Thomas Fösel, Murphy Yuezhen Niu, Florian Marquardt, Li Li

TL;DR

The paper tackles hardware-aware quantum circuit optimization for NISQ devices by introducing a deep reinforcement learning framework that treats circuit transformations as actions in an RL environment. The agent is a deep convolutional network trained with PPO (AAC) to select soft transformations, followed by pruning of hard transformations, guided by a reward function that penalizes circuit depth and gate count. On 12-qubit random circuits, the method achieves about 27% depth and 15% gate-count reductions and demonstrates extrapolation to larger circuits (up to 50 qubits) and application to QAOA-MaxCut. Compared with simulated annealing, RL offers faster optimization after training and can generalize to architectures not seen during training, suggesting a practical path to hardware-aware QCO for near-term quantum devices.

Abstract

A central aspect for operating future quantum computers is quantum circuit optimization, i.e., the search for efficient realizations of quantum algorithms given the device capabilities.

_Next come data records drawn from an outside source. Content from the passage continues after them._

PR #4160, opened 2026-03-22
feat(renderer): add backend abstraction

### LINKED ISSUE #4149: [RFC]: Renderer Backend Abstraction
## TL;DR
This RFC proposes a first-class renderer backend abstraction so that Vulkan isn't the only hard-coded host rendering path. The immediate goal is to land a stable contract between the common PS4 GPU emulation code and backend-specific host rendering code, with Vulkan remaining as the primary implementation (+ a small headless backend until a proper one is introduced).

## Summary
At the moment, shadPS4 is effectively organized around a Vulkan-only renderer path. That's worked well for getting the emulator to a performant state on x86_64 Linux and Windows hosts, but it makes it very difficult to have good support for Apple Silicon (ARM64) which primarily benefits from Metal rendering.

This RFC proposes a renderer abstraction layer that defines an explicit host rendering contract for common code, keeps backend-private details private instead of leaking Vulkan types outward, allows runtime backend selection, adds a headless backend for testing and CI, and preserves current Vulkan behaviour as the default path.

Image

## Motivation

Already made largely clear in the summary.

### 1. Introduce a renderer contract layer

Add a neutral renderer namespace under `src/video_core/renderer/` that becomes the only supported interface between common emulation code and host rendering code.

The core contract is:

- `IRenderBackend`
- `IRasterizer`
- `IPresenter`
- `IFrameHandle`
- `IShaderDebugProvider`
- `BackendKind`
- `BackendCapabilities`
- `BackendCreateInfo`

This layer should express emulator-facing behaviour (NOT low-level host API objects). Common code should ask for operations such as preparing or presenting a frame, submitting draw or dispatch work, registering video-out surfaces, querying display settings, reporting capabilities, or retrieving backend-specific shader debug data through an abstract provider. It should NOT directly know about things like `vk::*` types, Vulkan swapchain objects, Vulkan command scheduling internals, Vulkan frame resources, or Vulkan-owned caches and pipeline state. 

### 2. Keep the abstraction optimized for explicit APIs

This abstraction should be designed for modern explicit backends first, which means command submission, synchronization, pipeline compilation, and host resource caches remain strictly backend-owned, and common code doesn't force a least-common-denominator API shape. This is going to be important because a premature "generic GPU object" layer would likely make the code worse. The contract should abstract ownership and behavior and not pretened Vulkan, Metal, DSD12, and future backends all share the same low-level resource model.

### 3. Move common code off direct Vulkan ownership
Subsystems such as Liverpool, GNM driver, video-out, page management, memory invalidation hooks, and shader tooling should depend only on the renderer contract, which means replacing `Vulkan::Presenter` and `Vulkan::Rasterizer` usage in common code, replacing backend-owened frame pointers with opaque frame handles, and routing backend creation through a single factory. 

### 4. Keep Vulkan as the first backend
Because it's the most tested backend so far, it should remain the default even on Apple Silicon, until we can make sure the Metal backend is as stable as the Vulkan one.

### 5. A Headless Backend
We'll include a headless backend that implements the same contract without rendering through a host graphics API. It won't be exposed to the user for obvious reasons, but it should support opaque frame handles, presentation no-ops that still preserve the lifecycle semantics, rasterizer callbacks that record or count ops, and mapped-range tracking needed by page and memory systems.

### 6. Support runtime backend selection
Can be exposed through CLI and the GUI launcher. As mention in `4.`, Vulkan will remain the default unless explicitly changed by the user. In the future, depending on backend/game compatibility, perhaps it could automatically switch to the most optimized backend, but that's for a future discussion.

### Ownership model

The ownership model is very simple; one backend object owns backend-global renderer state, one presenter object owns presentation behavior, rasterizer object owns draw and dispatch, frame handles are opaque and move-only, common systems keep interface references and not backend types, and so on.

### Backend-private code stays private
The following classes of code should remain backend-private unless there's a strong reason to extract truly shared logic:

- pipeline caches,
- shader compilers and backend code generators,
- host resource wrappers,
- buffer and image allocators,
- descriptor management,
- queue and scheduling logic,
- presentation internals,
- format translation helpers,
- and backend-specific synchronization code.

If a helper embeds Vulkan types or assumptions, it belongs on the Vulkan side of the boundary.

### Shader compilation boundary
The shader recompiler should stay split between common frontend, IR, optimization passes, and backend-specific code emission and backend-specific shader packaging. SPIR-V generation is Vulkan-only, so it shouldn't stay the universal renderer contract.

## Feedback period
1 week(s)

## CC List
...

## Any Other Things
...

AlpinDale:
Closes #4149 (RFC)

### DIFF
--- a/src/core/devtools/layer.cpp
+++ b/src/core/devtools/layer.cpp
@@ -15,14 +15,12 @@
 #include "imgui/imgui_std.h"
 #include "imgui_internal.h"
 #include "options.h"
-#include "video_core/renderer_vulkan/vk_presenter.h"
+#include "video_core/renderer/backend_factory.h"
 #include "widget/frame_dump.h"
 #include "widget/frame_graph.h"
 #include "widget/memory_map.h"
 #include "widget/module_list.h"
 #include "widget/shader_list.h"
-
-extern std::unique_ptr<Vulkan::Presenter> presenter;
 
 using namespace ImGui;
 using namespace ::Core::Devtools;
@@ -90,29 +88,33 @@ void L::DrawMenuBar() {
             ImGui::EndMenu();
         }
         if (BeginMenu("Display")) {
-            auto& pp_settings = presenter->GetPPSettingsRef();
+            auto& presenter = VideoCore::Render::GetRenderBackend().GetPresenter();
+            auto display_settings = presenter.GetDisplaySettings();
             if (BeginMenu("Brightness")) {
-                SliderFloat("Gamma", &pp_settings.gamma, 0.1f, 2.0f);
+                SliderFloat("Gamma", &display_settings.gamma, 0.1f, 2.0f);
+                presenter.SetDisplaySettings(display_settings);
                 ImGui::EndMenu();
             }
             if (BeginMenu("FSR")) {
-                auto& fsr = presenter->GetFsrSettingsRef();
-                Checkbox("FSR Enabled", &fsr.enable);
-                BeginDisabled(!fsr.enable);
+                Checkbox("FSR Enabled", &display_settings.fsr_enabled);
+                BeginDisabled(!display_settings.fsr_enabled);
                 {
-                    Checkbox("RCAS", &fsr.use_rcas);
-                    BeginDisabled(!fsr.use_rcas);
+                    Checkbox("RCAS", &display_settings.rcas_enabled);
+                    BeginDisabled(!display_settings.rcas_enabled);
                     {
-                        SliderFloat("RCAS Attenuation", &fsr.rcas_attenuation, 0.0, 3.0);
+                        SliderFloat("RCAS Attenuation", &display_settings.rcas_attenuation, 0.0,
+                                    3.0);
                     }
                     EndDisabled();
                 }
                 EndDisabled();
+                presenter.SetDisplaySettings(display_settings);
 
                 if (Button("Save")) {
-                    Config::setFsrEnabled(fsr.enable);
-                    Config::setRcasEnabled(fsr.use_rcas);
-                    Config::setRcasAttenuation(static_cast<int>(fsr.rcas_attenuation * 1000));
+                    Config::setFsrEnabled(display_settings.fsr_enabled);
+                    Config::setRcasEnabled(display_settings.rcas_enabled);
+                    Config::setRcasAttenuation(
+                        static_cast<int>(display_settings.rcas_attenuation * 1000));
                     Config::save(Common::FS::GetUserPath(Common::FS::PathType::UserDir) /
                                  "config.toml");
                     CloseCurrentPopup();
--- a/src/core/devtools/widget/shader_list.cpp
+++ b/src/core/devtools/widget/shader_list.cpp
@@ -15,10 +15,7 @@
 #include "core/devtools/options.h"
 #include "imgui/imgui_std.h"
 #include "sdl_window.h"
-#include "video_core/renderer_vulkan/vk_presenter.h"
-#include "video_core/renderer_vulkan/vk_rasterizer.h"
-
-extern std::unique_ptr<Vulkan::Presenter> presenter;
+#include "video_core/renderer/backend_factory.h"
 
 using namespace ImGui;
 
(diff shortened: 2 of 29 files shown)


georgemoralis:
Need rebase

src/video_core/renderer_vulkan/vulkan_backend.h
```diff
@@ -0,0 +1,50 @@
...
+
+private:
+    class FrameHandle;
+    class PresenterProxy;
+    class RasterizerProxy;
+    class ShaderDebugProvider;
+
+    std::unique_ptr<Presenter> presenter;
+    std::unique_ptr<PresenterProxy> presenter_proxy;
+    std::unique_ptr<RasterizerProxy> rasterizer_proxy;
```
Niram7777, line 45: Why use *Proxy instead of just Presenter/Rasterizer ?

src/core/devtools/widget/shader_list.cpp
```diff
@@ -31,12 +28,16 @@ ShaderList::Selection::Selection(int index)
     isa_editor->SetReadOnly(true);
     glsl_editor->SetPalette(TextEditor::GetDarkPalette());
     glsl_editor->SetLanguageDefinition(TextEditor::LanguageDefinition::GLSL());
-    presenter->GetWindow().RequestKeyboard();
+    if (auto* backend = VideoCore::Render::TryGetRenderBackend()) {
+        backend->GetPresenter().GetWindow().RequestKeyboard();
```
Niram7777, line 32: might as well use one line with GetRenderBackend()

src/core/devtools/widget/shader_list.cpp
```diff
@@ -31,12 +28,16 @@ ShaderList::Selection::Selection(int index)
...
+    }
 }
 
 ShaderList::Selection::~Selection() {
     if (index >= 0) {
-        presenter->GetWindow().ReleaseKeyboard();
+        if (auto* backend = VideoCore::Render::TryGetRenderBackend()) {
+            backend->GetPresenter().GetWindow().ReleaseKeyboard();
```
Niram7777, line 39: same

src/core/devtools/widget/shader_list.cpp
```diff
@@ -58,9 +59,19 @@ void ShaderList::Selection::ReloadShader(DebugStateType::ShaderDump& value) {
...
+    }
+    auto* debug_provider = backend->GetShaderDebugProvider();
+    if (debug_provider == nullptr) {
+        return;
+    }
+    const auto module_handle =
+        reinterpret_cast<uint64_t>(static_cast<VkShaderModule>(value.module));
+    if (const auto replacement = debug_provider->ReplaceShader(module_handle, spv); replacement) {
+        value.module = vk::ShaderModule{
+            reinterpret_cast<VkShaderModule>(static_cast<uintptr_t>(*replacement))};
```
Niram7777, line 74: might be cleaner to implement a ReloadShader in the Rasterizer (to avoid the cast , extra returns)

src/core/devtools/layer.cpp
```diff
@@ -90,31 +88,35 @@ void L::DrawMenuBar() {
             ImGui::EndMenu();
         }
         if (BeginMenu("Display")) {
-            auto& pp_settings = presenter->GetPPSettingsRef();
+            auto& presenter = VideoCore::Render::GetRenderBackend().GetPresenter();
+            auto display_settings = presenter.GetDisplaySettings();
```
Niram7777, line 92: you could return by reference, to not to have to call SetDisplaySettings everytime (same for ipc.cpp)

src/core/libraries/videoout/video_out.cpp
```diff
@@ -362,7 +360,8 @@ s32 sceVideoOutSubmitEopFlip(s32 handle, u32 buf_id, u32 mode, s64 flip_arg, voi
 s32 PS4_SYSV_ABI sceVideoOutGetDeviceCapabilityInfo(
     s32 handle, SceVideoOutDeviceCapabilityInfo* pDeviceCapabilityInfo) {
     pDeviceCapabilityInfo->capability = 0;
-    if (presenter->IsHDRSupported()) {
+    auto* backend = VideoCore::Render::TryGetRenderBackend();
+    if (backend != nullptr && backend->GetPresenter().IsHDRSupported()) {
```
Niram7777, line 364: one line with GetRenderBackend() (instead of silenty skip)

Niram7777 (commented):
I really like how easy currently the codebase is with only Vulkan, both when browsing the code or debugging.
I am not sure the added complexity is going to provide much benefits, but maybe you have more details on what would be the next step.
> it very difficult to have good support for Apple Silicon (ARM64) which primarily benefits from Metal rendering.

I am not sure someone would contribute significantly for Metal to the point it is better than Vulkan.

georgemoralis:
this seems to be outdated , need to be rebased if it still on works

In recent years, powerful approaches have been developed which focus on optimizing the high-level circuit structure. However, these approaches do not consider and thus cannot optimize for the hardware details of the quantum architecture, which is especially important for near-term devices. To address this point, we present an approach to quantum circuit optimization based on reinforcement learning. We demonstrate how an agent, realized by a deep convolutional neural network, can autonomously learn generic strategies to optimize arbitrary circuits on a specific architecture, where the optimization target can be chosen freely by the user. We demonstrate the feasibility of this approach by training agents on 12-qubit random circuits, where we find on average a depth reduction by 27% and a gate count reduction by 15%. We examine the extrapolation to larger circuits than used for training, and envision how this approach can be utilized for near-term quantum devices.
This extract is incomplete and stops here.